Hizo una pausa y miró inexpresivamente a Amerie.

—Fui solamente cuidadora hasta que el entrenador del equipo vio la forma en que podía controlar a los animales. Ése es el secreto del juego, ¿entiendes? El verrul tiene que marcar los tantos y maniobrar para impedir que resultes aturdida por las armas de corto alcance que llevan los jugadores contrarios. Jugué en la pretemporada como una novedad, para dar a las finanzas de los Martillos Verdes una inyección. El equipo llevaba encallado tres años seguidos. Cuando vieron que yo era algo más que un truco publicitario me pusieron en primera fila en el partido de apertura de la temporada. Los payasos del otro equipo tuvieron tanto trabajo intentando neutralizarme que ganamos el maldito juego. Y todos los demás también… y el estandarte del título.

—¡Estupendo!

—Hubiera debido serlo. Pero no tenía amigos. Era demasiado distinta del resto de los jugadores. Demasiado… fenómeno. Y al segundo año… entonces fue cuando empezaron a odiarme realmente, y supe que terminarían obligándome a marcharme, y yo… yo…

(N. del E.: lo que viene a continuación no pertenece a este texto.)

PR #2307, opened 2026-09-12
fix(release): ship .sha256 checksum sidecars so installers can verify bundle downloads

### LINKED ISSUE #1929: Server bundles ship without .sha256, so octoscode's auto-install silently skips verification
Found by running a real from-scratch auto-provision on a clean Linux box (Ubuntu 26.04, aarch64) — the path no test exercises.

## What happens

```
octoscode: octos backend not found; downloading the octos server bundle v2.0.3-rc.1 ...
octoscode: could not fetch the bundle checksum (HTTP status client error (404 Not Found) for url
  (https://github.com/octos-org/octos/releases/download/v2.0.3-rc.1/octos-bundle-aarch64-unknown-linux-gnu.tar.gz.sha256));
  skipping verification
octoscode: installed the octos server to /home/ubuntu/.octos/bin
```

A **209 MB server binary** was downloaded, unverified, and installed — then spawned as a child process. The client did the right thing by *trying*; the artifact it needs has never been published.

## This has never worked, on any platform

```
v2.0.3-rc.1   0 bundle .sha256 files
v2.0.2        0
v2.0.2-rc.13  0
```

Release assets are exactly:

```
octos-bundle-aarch64-apple-darwin.tar.gz
octos-bundle-aarch64-unknown-linux-gnu.tar.gz
octos-bundle-x86_64-pc-windows-msvc.zip
octos-bundle-x86_64-unknown-linux-gnu.tar.gz
```

No `.sha256` alongside any of them. So the verification branch in `backend_ensure` has been dead since it was written, and **every** auto-provision on **every** platform installs an unverified binary.

## Why nobody noticed

It degrades to a **warning** and continues. Nothing fails, nothing is red, and the message only appears on a first-launch auto-install — the one flow a developer with octos already installed never sees.

This is the same shape as #1923 (e2e green with every step skipped) and #1925 (UX detectors matching chrome that no longer renders): **a check that cannot fail guards nothing.** Third instance this week, and the first with a security consequence.

## Fix

**Here (octos):** publish a `.sha256` next to each bundle in the release workflow. That alone makes the existing client-side check start working — no octoscode change needed.

**In octoscode, worth deciding separately:** whether a missing checksum should be fatal. Right now "cannot verify" and "verified OK" are the same outcome, which means an attacker who can serve a 404 for the `.sha256` also turns verification off. Failing closed once checksums exist would be the stronger posture; failing closed *before* they exist would break every install, so the order matters — publish first, then tighten.

## Repro

Any machine with no `octos` on PATH and no `~/.octos/bin/octos`:

```
octoscode --stdio-command "octos serve --stdio --solo"
```

(The TUI then dies on `No such device or address` without a TTY — irrelevant here; the install has already happened by that point.)

BH3GEI:
## Problem

#1929: no release has ever shipped `<bundle>.sha256` sidecars. A from-scratch octoscode auto-provision on a clean Linux box logs a 404 for `…/octos-bundle-aarch64-unknown-linux-gnu.tar.gz.sha256`, **silently skips verification**, and installs the 209 MB binary unverified.

## Root cause

`scripts/bundle-release.sh` (the single source of truth for what ships) produces only the archive. Nothing in `release.yml` generates, uploads, or checks a checksum — the release pipeline had no checksum concept at all.

## Fix

- **`scripts/bundle-release.sh`** — after creating the archive, write `<archive>.sha256` next to it in standard `sha256sum -c` format (`"<hex>  <filename>"`, relative filename). Uses `sha256sum`, falling back to `shasum -a 256` (macOS runners); both emit byte-identical lines, verified below. The hash is computed on the build runner against the exact built bytes.
- **`release.yml`** — each platform build uploads its sidecar alongside the bundle, with `if-no-files-found: error` so a missing file fails the build job instead of surfacing three jobs later. The publish job's existing `find artifacts -name 'octos-bundle-*'` picks the sidecars up unchanged. `verify-release` now expects all four sidecars and round-trips every published sidecar against the published bytes with `sha256sum -c ./*.sha256` — the exact check octoscode's auto-install performs (Darwin sidecars are produced via `shasum`, the others via `sha256sum`, so checking all four covers both producer paths).
- **`scripts/test-bundle-release.sh`** (new, same style as the other `scripts/test-*.sh`) — builds a fake `target/release` tree, runs the bundle script for the tar.gz and zip cases, and asserts each sidecar exists and verifies with `sha256sum -c` itself. Wired into a new lightweight `bundle-release-check` job in `ci.yml` so the behavior can't regress silently (Linux runners exercise the tar.gz case; the zip case runs where `7z` exists and reports a distinct skip message otherwise).

octoscode needs no changes: it already fetches `<asset>.sha256` and parses the first whitespace-delimited token (64 hex, case-insensitive) — exactly the line format above. Older releases can't be back-filled retroactively; octoscode's existing warn-and-skip path keeps covering them.

## Testing evidence

- **Red → green**: on baseline `origin/main`, `scripts/test-bundle-release.sh` fails with `FAIL: missing checksum sidecar: …tar.gz.sha256` (issue reproduced); on this branch it passes for both archive formats.
- **Cross-tool**: the `shasum -a 256` fallback branch was exercised explicitly (restricted `PATH` on macOS): output is byte-identical to `sha256sum` output and verifies under `sha256sum -c`.
- **End-to-end (local replay of the full release path)**: built all four platform bundles from a fake release tree → assembled the 12-asset release directory (4 bundles + 4 sidecars + 4 install scripts) → replayed the updated `verify-release` run block verbatim with the two `gh` calls localized: expected-assets gate passes, all four sidecars verify (`OK ×4`), `tar -tzf` passes. Negative check: a corrupted sidecar line makes `sha256sum -c` fail with exit 1.
- **Workflow lint**: `actionlint` clean on both touched workflows (the `ubuntu-24.04-riscv` warning in `ci.yml` predates this change — verified identical on `origin/main`).
- A true tag-push release can't be exercised from a PR; the replay above walks the same bytes through the same script bodies, and the first real release will additionally run the new `verify-release` checks in CI.

## Review

One independent maintainer-perspective review pass (issue text + diff + workflows only): no blockers; its findings — wiring the test into CI, round-tripping all four sidecars (not just one), fail-loud artifact uploads, skip-message accuracy, and a sync note on the fake-binary list — are all addressed in this change.

Closes #1929

### DIFF
--- a/.github/workflows/ci.yml
+++ b/.github/workflows/ci.yml
@@ -211,6 +211,14 @@ jobs:
         shell: bash
         run: '"$BASH" scripts/tests/test-build-web-app-base-url.sh'
 
+  bundle-release-check:
+    runs-on: ubuntu-latest
+    steps:
+      - uses: actions/checkout@v6
+
+      - name: Test bundle checksum sidecar
+        run: scripts/test-bundle-release.sh
+
   check:
     runs-on: ubuntu-latest
     env:
--- a/.github/workflows/release.yml
+++ b/.github/workflows/release.yml
@@ -96,7 +96,12 @@ jobs:
       - uses: actions/upload-artifact@v7
         with:
           name: macos-arm
-          path: octos-bundle-aarch64-apple-darwin.tar.gz
+          # Fail loudly when the bundle or its sidecar is missing instead of
+          # letting verify-release fail 3 jobs later with a cryptic gap.
+          if-no-files-found: error
+          path: |
+            octos-bundle-aarch64-apple-darwin.tar.gz
+            octos-bundle-aarch64-apple-darwin.tar.gz.sha256
 
   build-linux-x86:
     needs: check-version
@@ -144,7 +149,10 @@ jobs:
       - uses: actions/upload-artifact@v7
         with:
           name: linux-x86
-          path: octos-bundle-x86_64-unknown-linux-gnu.tar.gz
+          if-no-files-found: error
+          path: |
+            octos-bundle-x86_64-unknown-linux-gnu.tar.gz
+            octos-bundle-x86_64-unknown-linux-gnu.tar.gz.sha256
 
   build-linux-arm:
     needs: check-version
@@ -194,7 +202,10 @@ jobs:
       - uses: actions/upload-artifact@v7
         with:
           name: linux-arm
-          path: octos-bundle-aarch64-unknown-linux-gnu.tar.gz
+          if-no-files-found: error
+          path: |
+            octos-bundle-aarch64-unknown-linux-gnu.tar.gz
+            octos-bundle-aarch64-unknown-linux-gnu.tar.gz.sha256
 
   build-windows:
     needs: check-version
@@ -246,7 +257,10 @@ jobs:
       - uses: actions/upload-artifact@v7
         with:
           name: windows
-          path: octos-bundle-x86_64-pc-windows-msvc.zip
+          if-no-files-found: error
+          path: |
+            octos-bundle-x86_64-pc-windows-msvc.zip
+            octos-bundle-x86_64-pc-windows-msvc.zip.sha256
 
   # TODO: uncomment after Dockerfile is fixed
   # build-docker:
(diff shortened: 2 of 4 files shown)


anantheparty (approved):
Adversarial pre-merge review passed — no blocker, the release trust chain closes correctly: sidecar generation through the single bundle-release.sh source (standard `sha256sum -c`-compatible format with the shasum fallback for macos-14, all four bundle variants), the pipeline three-point consistency (generate → explicit sidecar uploads with if-no-files-found → verify-release downloading all 8 assets and running `sha256sum -c` for real, with package-publishers gated behind verify-release), and the elegant cross-repo activation: octoscode's `bundle_urls()` + `verify_sha256()` (mismatch → hard "refusing to install" error) needed ZERO changes — the dead code branch comes alive the moment the sidecars exist. Old releases keep the 404→warn+skip behavior (no regression).

Nits: (1) the release.yml:98-100 comment overstates `if-no-files-found: error` (union semantics — a bundle-without-sidecar still uploads; the early red only fires on double-missing; fix the comment or split the upload steps); (2) the first-party installers (install.sh/install.ps1) still download without verification — worth a follow-up ledger entry since the sidecars are now consumable; (3) the security-posture boundary deserves documenting: sidecars same-origin same-pipeline guard against transport corruption/truncation, not pipeline compromise (no minisign/sigstore), and the 404→skip window for pre-sidecar historical releases is permanent. Approving — merging left to you per convention.

PR #2308, opened 2026-09-12
fix(pipeline): assign only router-resolvable models from the catalog (#1901)

### LINKED ISSUE #1901: deep_research silently downgrades to the default provider when model assignment picks an unregistered model

BH3GEI:
## Problem

`model_assignment.rs` rewrites unset lane models using the on-disk catalog, but the persisted `model_catalog.json` is a deliberate superset (93 researched entries, most never registered by the profile's `ProviderRouter`). So assignment keeps handing nodes unresolvable model keys — and since #1902, the run no longer crashes but **silently executes those nodes on the default provider**, with a `warn!` firing on every run. That's the remaining Layer 1 + Layer 4 work scoped in the issue.

## Root cause

`build_pools` filtered candidates by health (stability) only. It never consulted the router, so the strong/fast pools routinely contained models only `router.resolve` could reject. The executor's `resolve_provider` fallback (the #1902 stop-gap) then fired as the *normal* path instead of a safety net.

## Fix

- **Layer 1** — `assign_from_catalog_dir` now takes `Option<&ProviderRouter>` (threaded from `ExecutorConfig.provider_router` at the existing call site) and `build_pools` retains only candidates the router can actually `resolve`. The predicate is deliberately the router's own resolution semantics (exact → case-insensitive → prefix split → suffix alias), **not** `keys()` membership — a literal membership check is the #1904 defect class, because the router resolves lane keys and aliases that a literal set rejects. With no router, the filter fails open: assignment behaves exactly as before.
- **Layer 4** — the original lane key is physically lost by the time the router is consulted (assignment already rewrote it), so `router.rs:154` cannot report it without a signature change through the whole resolution chain. Instead the fix closes the gap at the assignment boundary, where the lane still exists:
  - `build_pools` warns once with the dropped count and the sorted registered keys,
  - the assignment `info!` now logs the concrete `strong_pool` / `fast_pool` contents, so `no provider registered for key 'X'` traces back to the lane that produced `X` in one grep,
  - both fallback warns (`executor.rs` free fn, `CodergenHandler`) now carry `node=` so the gap is pinned to a node, not just a model key.

Constraint check (from the issue discussion): the filter lives **only** in `model_assignment.rs` candidate selection — `known_model_keys_from_catalog_dir` and the pre-execution validator are untouched. The #1902 fallback behavior and `resolve_provider_falls_back_to_default_when_key_absent` are preserved verbatim (only a `node` parameter was added for attribution); it is now a safety net that stays silent in normal operation.

## Testing evidence

- 4 new unit tests in `model_assignment.rs`, each verified RED against the pre-fix code by no-op'ing the retain: superset catalog + lane-only router assigns nothing and injects no planner model; the filter passes a compound-key catalog entry via the suffix-alias arm while dropping an unresolvable one (pins the resolution-semantics-not-membership rule); `None` router fails open; the `dynamic_parallel` comma pool joins only resolvable entries.
- Full suite: `cargo test -p octos-pipeline` — 464 passed, 0 failed; `cargo fmt --all -- --check` and `cargo clippy --workspace --all-targets -- -D warnings` clean (CI parity).
- Real-LLM e2e (temporary harness, DeepSeek, not part of the diff): a 3-node DOT pipeline, no `model=` attrs, catalog seeded with `qwen3-max` (best score, unresolvable) + `deepseek/deepseek-reasoner` (resolvable), router registering `cheap`/`strong`/`deepseek/deepseek-reasoner`, default provider = `deepseek-chat`.
  - **Before (main):** nodes got `qwen3-max`, each logged `pipeline node model not in provider router; using default provider`, and actually ran on the default `deepseek-chat` — the exact silent-downgrade from the issue.
  - **After (this branch):** one `skipped healthy catalog models … dropped=1` warn, all three nodes assigned `deepseek-reasoner`, all three ran on `openai/deepseek-reasoner` via the router, zero fallback warns.

## Review

Self-reviewed full diff, then an independent reviewer (issue text + diff + related sources only) returned SHIP with no blocker/major findings; the actionable notes (sorted `router_keys`, a stale "Returns Ok(())" doc line, an executor comment that still described the now-fixed rewrite as current behavior) are addressed in this final state. One pre-existing remnant is knowingly left out of scope: for a `dynamic_parallel` node with an explicit `model=` but no `planner_model=`, assignment can still inject a planner model that outranks the explicit one (`planner_model > model` in the executor). That behavior predates this fix and is only narrowed by it (the injected model is now guaranteed resolvable); flagging it here in case you want it tracked separately.

Happy to take an adversarial pass on the Layer 4 placement — the alternative (threading the lane key down to `router.rs`) would need a new resolve entry point used only by pipelines, which seemed worse than logging at the boundary where the information still exists.

Closes #1901

### DIFF
--- a/crates/octos-pipeline/src/executor.rs
+++ b/crates/octos-pipeline/src/executor.rs
@@ -1117,17 +1117,22 @@ fn spawn_pipeline_heartbeat(
 }
 
 /// Resolve an LLM provider from a model key using an optional router.
+///
+/// `node` names the pipeline node the key came from so the fallback warn
+/// pins WHICH node has the router gap (#1901 Layer 4) instead of leaving
+/// the operator to correlate the bare model key against the graph by hand.
 fn resolve_provider(
     default: &Arc<dyn LlmProvider>,
     router: Option<&Arc<ProviderRouter>>,
     model_key: Option<&str>,
+    node: &str,
 ) -> Result<Arc<dyn LlmProvider>> {
     match (model_key, router) {
         // A missing/unknown model key must degrade to the default provider,
-        // matching CodergenHandler::resolve_provider (handler.rs) — the
-        // model-assignment pass may rewrite lane keys (e.g. `strong`) to
-        // catalog models this profile's router never registered, and that
-        // must not fail the whole pipeline.
+        // matching CodergenHandler::resolve_provider (handler.rs) — an
+        // explicit `model=` the router never registered (e.g. a stale
+        // catalog or a hand-written lane key on a narrower profile) must
+        // not fail the whole pipeline.
         (Some(key), Some(r)) => match r.resolve(key) {
             Ok(provider) => Ok(provider),
             // Keep the router's error: it names the keys that ARE registered
@@ -1136,6 +1141,7 @@ fn resolve_provider(
             // but not what would have worked.
             Err(err) => {
                 warn!(
+                    node,
                     model = key,
                     %err,
                     "pipeline model not in provider router; using default provider"
@@ -1145,6 +1151,7 @@ fn resolve_provider(
         },
         (Some(key), None) => {
             warn!(
+                node,
                 model = key,
                 "model override but no provider router; using default"
             );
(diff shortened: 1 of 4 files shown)


anantheparty (approved):
Re-approving the updated head - the router-resolvable assignment fix review stands (the catalog superset no longer feeds unresolvable model keys to pipeline nodes). CI green. Approving - merging left to you per convention.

Apretó ambos puños sobre la mesa, y su rostro de niña se crispó angustiado. Amerie aguardó a las lágrimas, pero no hubo ninguna; el breve dolor revelado quedó enmascarado casi tan rápidamente como había surgido. Sentada al otro lado de la mesa, Felice se relajó, sonriéndole.

—Voy a convertirme en una cazadora, ¿sabes? Por otra parte, puedo cuidar de ti mucho mejor que el viejo, Amerie.

La monja se levantó, sintiendo que la sangre bombeaba contra sus sienes. Se alejó de Felice y salió de la cabaña.

—Creo que nos necesitamos mutuamente —dijo a sus espaldas la muchacha.